Na reunião partidária em que foi anunciado o apoio do Rússia Unida, o próprio Medvedev reconheceu ser “correcto” que Putin “se sustente no público em geral”.
Medo de Navalni?
Para o círculo do poder no Kremlin, estas eleições revestem-se de uma importância acrescida. Putin irá atingir o limite constitucional de dois mandatos consecutivos e há uma grande expectativa que durante os próximos anos o processo de sucessão seja iniciado.
Mas não são apenas os insiders próximos de Putin que vêem as eleições do próximo ano como um grande ensaio geral para uma nova era na política russa. Um afastamento do líder mais poderoso desde o fim da União Soviética vai abrir também oportunidades para os seus opositores. A face mais visível é Alexei Navalni, o activista que se notabilizou pelas denúncias de corrupção contra personalidades do regime, e que viu a sua candidatura barrada.
A proibição não foi surpreendente. Apesar de Navalni estar muito longe de representar um perigo real para o domínio eleitoral de Putin, ninguém quer arriscar. “Assim que alguém está no boletim de voto, mesmo alguém que seja considerado um perdedor certo, o desfecho deixa de estar sob controlo”, diz William Taubman, professor do Amherst College, citado pelo NYT.
Mas não se pense que Navalni irá permanecer calado. Pouco depois de ser conhecida a decisão da comissão eleitoral, o activista lançou um apelo aos seus apoiantes para que boicotem as eleições e prometeu organizar manifestações em 85 cidades a 28 de Janeiro. “Recusamos chamar à recondução de Putin uma eleição”, disse o advogado.
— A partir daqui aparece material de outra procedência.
PR #183, opened 2026-08-17
Add OCSR core, model registry, and agreement calibration

reowszer:
## Summary

Optical Chemical Structure Recognition turns a molecule supplied as a figure, scan
or screenshot into a SMILES. Without it the structure is transcribed by hand, which
is slow and error-prone for complex diagrams.

This PR does not install or run any OCSR model: no model environments, no
subprocesses, and no agent-facing tools. Those come in PRs 2 and 3. It contains only
the pure core layer, so the package imports and its tests collect without any
specialist model environments installed.

Agreement scores are empirically calibrated against 722 labelled benchmark images.
For each agreement bucket the table records how often the model majority was
correct, as k, n and a 95% Jeffreys interval. A bucket below n=20 gets a label and
no decimal, because even an apparently strong 18/20 has an interval spanning about
26 percentage points.

The model registry is data-driven. `ocsr_registry.json` defines the models, so
adding one is a JSON edit. Accuracy stays out of it and lives in the calibration
table beside the k and n that produced it.

## Related issues

None.

## Type of change

- [ ] Bug fix
- [x] New feature
- [ ] Docs
- [ ] Chore / refactor / CI

## How was this tested?

On this branch:

- `pytest tests/ -k "not tblite"`: 449 passed, 29 skipped, 2 deselected
  (70 new tests).
- `ruff check .`: passes.

Baseline `main` at c598807 has 19 pre-existing failures, in the durable main-agent
and memory modules. Merging c598807 into this branch reproduces the same 19
failures and no additional ones.

The shipped calibration table was rebuilt from the raw benchmark predictions and
reproduces every bucket's k and n exactly, independently of the code that reads it.

## Part of a 5-PR series

This is the first of five PRs that together add an OCSR capability. They are
intended to land in this order, each building on the last:

1. `feature/ocsr-core` (this PR): core types, model registry, and agreement
   calibration.
2. `feature/ocsr-specialist-envs`: installs the four specialist models.
3. `feature/ocsr-tools`: runs them as subprocesses behind two agent-facing tools.
4. `feature/ocsr-calibrate`: fits a confidence table from user-supplied images.
5. `feature/ocsr-workflow`: registers an `ocsr` workflow.

Split per CONTRIBUTING's guidance on incremental series: the whole feature is
about 6,200 lines and would be difficult to review as a single PR.

## Checklist

- [x] Branched off `main` and targets `main`
- [x] PR is focused on a single logical change
- [x] `ruff check .` passes
- [x] `pytest tests/ -k "not tblite"` passes
- [x] Added tests for the change
- [ ] Updated docs / README: deferred to PRs 3 and 5, where the user-facing
      surfaces land

### DIFF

O Kremlin deixou em cima da mesa uma ameaça velada, prometendo investigar se os apelos ao boicote eleitoral são ilegais.
De qualquer forma, Navalni está longe de ser uma ameaça eleitoral para Putin. A sua base de apoio corresponde sobretudo a uma certa elite urbana, que tradicionalmente se opõe ao regime e que, ao longo dos anos, se foi vendo privada de líderes, como o milionário Mikhail Khodorkovski, o ex-campeão mundial de xadrez, Garry Kasparov ou o ex-ministro assassinado em 2015, Boris Nemtsov.
A pensar no que há-de vir
Sem acesso aos canais de televisão, é na Internet que Navalni vai construindo a sua influência, através dos vídeos que publica no seu canal de YouTube. Nos últimos meses, o activista tem tentado estender a sua influência e abriu sedes de campanha em várias cidades russas, para chegar à enorme fatia do eleitorado que dispõe apenas dos canais televisivos do Kremlin para se informar. Mas também Navalni está com os olhos postos na era pós-Putin.
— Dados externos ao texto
PR #192, opened 2026-08-18
fix: improve ASE result metadata

### LINKED ISSUE #190: [REFACTOR] Update run_ase tool to emit model name
In run_ase tool for mace calculations, when model_name=none, run_ase_core function call the default model for each calculator_type (mace_mp, mace_off). However, when writing the output to JSON file, the model_name is still written as null, causing agent to sometimes run the optimization in a loop.

tdpham2:
## Summary

- Record the maintained default MACE model name in successful ASE output when callers omit `model`, while continuing to pass `None` to MACE itself.
- Add `potential_energy` as the canonical ASE energy field and retain `single_point_energy` as a deprecated compatibility alias.
- Report the driver, energy unit, results path, convergence state, and optimization step count consistently.
- Use driver-aware completion messages and report labels, with legacy-energy fallback in the Parsl ensemble aggregator.

Fixes #190.

## Compatibility

- Existing consumers can continue reading `single_point_energy`.
- Explicit MACE model selections are unchanged.
- The output-only default model mapping records `medium-mpa-0` for `mace_mp` and `medium` for `mace_off`.

## Testing

- `ruff check .`
- Focused `.cg_fix_ase` CI regression tests: 5 passed
- Full `.cg_fix_ase` suite with `pytest tests/ -k "not tblite"`: 449 passed, 29 skipped, 2 deselected

## Checklist

- [x] Added regression coverage for default MACE model persistence
- [x] Added regression coverage for energy metadata and optimization completion
- [x] Preserved backward compatibility for existing result consumers
- [x] Kept behavior changes in separate topic-focused commits

### DIFF
--- a/src/chemgraph/mcp/mace_mcp_parsl.py
+++ b/src/chemgraph/mcp/mace_mcp_parsl.py
@@ -16,7 +16,7 @@ from chemgraph.schemas.mace_parsl_schema import (
     mace_input_schema,
     mace_input_schema_ensemble,
 )
-from chemgraph.tools.parsl_tools import run_mace_core
+from chemgraph.tools.parsl_tools import _result_potential_energy, run_mace_core
 from parsl import python_app
 
 warnings.warn(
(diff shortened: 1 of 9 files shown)


tdpham2:
Thanks @InkedWings for running evaluation for this.

PR #193, opened 2026-08-18
Add OpenRouter as a first-class provider

### LINKED ISSUE #168: [FEATURE] Expand ChemGraph's LLM providers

“Ninguém honestamente pensa poder bater Putin”, diz à NBC News a directora do programa Rússia e Eurásia do Centro de Estudos Internacionais e Estratégicos, Olga Oliker. “Eles sabem que não podem vencer, mas podem assinalar a sua presença e planear um futuro em que ganhar eleições se irá tornar possível”, acrescenta.
Até entre a chamada “oposição sistémica” – composta pelos partidos tolerados pelo Kremlin para darem uma aparência de competição eleitoral – parece começar a instalar-se a noção de que Putin não é eterno. O Partido Comunista surpreendeu a Rússia com a escolha do seu candidato para as eleições presidenciais. O veterano Guennadi Ziuganov, que em 1996 esteve perto de derrotar Boris Ieltsin, deu lugar a Pavel Grudinin, um empresário agrícola de 57 anos.
O Partido Comunista é hoje eleitoralmente o segundo principal partido na Rússia e tem beneficiado de parte do voto de protesto entre a população mais crítica da corrupção entre os dirigentes do Kremlin. A aposta num novo rosto tem o objectivo de consolidar o apoio crescente entre algum eleitorado mais jovem – mas sem beliscar a maioria encomendada por Putin.